Das war doch der Zweck meines Vorschlags: Dieses Kommando sollte Dir in der Fehlermeldung insbesondere das Paket ausgeben, das unbedingt auf die alte Version besteht. Tut es das nicht?

Danach musst Du das so gefundene Paket entweder entfernen oder updaten/patchen.

----------

## Carlo

 *Alexi-5000 wrote:*   

> Da ist doch was faul oder  

 

Ja - mit deiner lokalen Konfiguration. Wenn dir sowas bei ausschließlicher Nutzung stabil markierter Ebuilds passiert, ist es ein Bug. Andernfalls mußt du zusehen, daß die verwendeten Ebuilds zueinander kompatibel sind.

----------

## Alexi-5000

 *mv wrote:*   

>  *Alexi-5000 wrote:*   Also gemäß equery wird die 0.4.4 Version von keiner Applikation angefordert 
> 
> equery ist nicht zuverlässig. Es berücksichtigt beispielsweise keine useflags.
> 
>  *Quote:*   
> ...

 

Ja, aber so kann ich leider kein -avuD mehr durchführen = Nix gut

Vermutlich liegts aber an Xgl, nehme im nächsten Posting nochmal  Stellung dazu.

Alexi-5000

----------

## Alexi-5000

 *Carlo wrote:*   

>  *Alexi-5000 wrote:*   Da ist doch was faul oder   
> 
> Ja - mit deiner lokalen Konfiguration. Wenn dir sowas bei ausschließlicher Nutzung stabil markierter Ebuilds passiert, ist es ein Bug. Andernfalls mußt du zusehen, daß die verwendeten Ebuilds zueinander kompatibel sind.

 

Da magst Du natürlich recht haben.

Ich habe jüngst Xgl installiert und so gut wie gar kein Ebuild dazu ist freigegeben (masked).

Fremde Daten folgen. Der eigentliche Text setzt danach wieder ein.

Issue #1623, opened 2022-01-03
Support renku-core API versioning


lorenzo-cavazzi:
## Motivation

The renku-core service now supports API versioning. We should use it in the UI now that it has been backported to v8.
Each `/version` endpoint will show information about the API version supported.

```
"result":{
    "supported_project_version":9.0,
    "minimum_api_version":"0.9",
    "maximum_api_version":"1.1",
    "latest_version":"1.0.6"
}
```

The main difficulty is that older implementations won't be updated to the latest API version. This may become difficult to handle since we will need to keep backward compatibility.

## Implementation

The core API URLs should include also the API version.
Currently, it includes only the project version (apart from `GET /cache.migrations_check`) in this format `<clientUrl>/renku/<versionUrl>/apiName` (e.g. `<clientUrl>/renku/9/version`).
The new format will be `<clientUrl>/renku/<versionUrl>/<apiVersionUrl>/apiName` (e.g. `<clientUrl>/renku/9/1.1/version`).

We should set an API version for each project version, something like the following:

```
const versionMatrix = {
  "8": "0.9",
  "9": "1.1"
}
```

and handle the cases where there are significant changes directly in the `client.<apiName>` logic (if possible).

In the future, we should consider using the `GET /versions` API to discover all the available versions in advance and also verify if the compatibility matrix is valid in the current deployment.

lorenzo-cavazzi:
There has been a few changes lately and this issue is now outdated.
We will support versioned API on renku-core as defined here #2718

PR #1624, opened 2022-01-03
TEMP: support renku-core API versioning

lorenzo-cavazzi:
This is only a stub.
re #1623


lorenzo-cavazzi:
The reference issue #1623 was modified in a way that this approach is not valid anymore.

PR #1629, opened 2022-01-06
Sanitize Jupyter notebooks to remove problematic HTML

ciyer:
# Testing


lorenzo-cavazzi (dismissed):
Nice solution! It works in all cases I tried!

lorenzo-cavazzi (approved):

Warten wir einfach ab, bis die Ebuilds stable werden und dann denke ich wird sich mein Problem auflösen.

In diesem Sine, gute Nacht zusammen...

----------

## mv

 *Alexi-5000 wrote:*   

> Ja, aber so kann ich leider kein -avuD mehr durchführen = Nix gut.
> 
> Vermutlich liegts aber an Xgl, nehme im nächsten Posting nochmal  Stellung dazu.

 

"Durchführen" kannst Du das natürlich erst wieder, nachdem Du das Paket, das die alte Version benötigt, repariert oder vom System entfernt hast (im letzten Fall natürlich dann auch alle Pakete die das benötigen). Aber welches Paket das ist, sollte Dir die Fehlermeldung geliefert haben. Daher verstehe ich das "vermutlich" nicht...

----------